● Your instructions:
Provide the data again in its entirety, exactly as given.

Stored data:
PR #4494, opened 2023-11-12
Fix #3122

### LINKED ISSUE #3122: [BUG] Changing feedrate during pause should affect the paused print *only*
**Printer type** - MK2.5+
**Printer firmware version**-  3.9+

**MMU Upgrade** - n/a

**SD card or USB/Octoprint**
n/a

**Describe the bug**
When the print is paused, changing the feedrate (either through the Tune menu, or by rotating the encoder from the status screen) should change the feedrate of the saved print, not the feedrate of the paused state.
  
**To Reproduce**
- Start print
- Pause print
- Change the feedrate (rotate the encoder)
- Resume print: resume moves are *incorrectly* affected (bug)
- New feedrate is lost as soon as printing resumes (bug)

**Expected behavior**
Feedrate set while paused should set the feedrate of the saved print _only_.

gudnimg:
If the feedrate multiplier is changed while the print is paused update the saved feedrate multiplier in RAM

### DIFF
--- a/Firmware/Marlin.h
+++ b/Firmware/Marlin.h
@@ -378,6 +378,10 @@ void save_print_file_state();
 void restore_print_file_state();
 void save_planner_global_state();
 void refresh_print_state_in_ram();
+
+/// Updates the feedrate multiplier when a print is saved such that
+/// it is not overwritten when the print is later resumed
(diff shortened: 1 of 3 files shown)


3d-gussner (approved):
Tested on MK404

● Written reply:
PR #4494, opened 2023-11-12
Fix #3122

### LINKED ISSUE #3122: [BUG] Changing feedrate during pause should affect the paused print *only*
**Printer type** - MK2.5+
**Printer firmware version**-  3.9+

**MMU Upgrade** - n/a

**SD card or USB/Octoprint**
n/a

**Describe the bug**
When the print is paused, changing the feedrate (either through the Tune menu, or by rotating the encoder from the status screen) should change the feedrate of the saved print, not the feedrate of the paused state.
  
**To Reproduce**
- Start print
- Pause print
- Change the feedrate (rotate the encoder)
- Resume print: resume moves are *incorrectly* affected (bug)
- New feedrate is lost as soon as printing resumes (bug)

**Expected behavior**
Feedrate set while paused should set the feedrate of the saved print _only_.

gudnimg:
If the feedrate multiplier is changed while the print is paused update the saved feedrate multiplier in RAM

### DIFF
--- a/Firmware/Marlin.h
+++ b/Firmware/Marlin.h
@@ -378,6 +378,10 @@ void save_print_file_state();
 void restore_print_file_state();
 void save_planner_global_state();
 void refresh_print_state_in_ram();
+
+/// Updates the feedrate multiplier when a print is saved such that
+/// it is not overwritten when the print is later resumed
(diff shortened: 1 of 3 files shown)


3d-gussner (approved):
Tested on MK404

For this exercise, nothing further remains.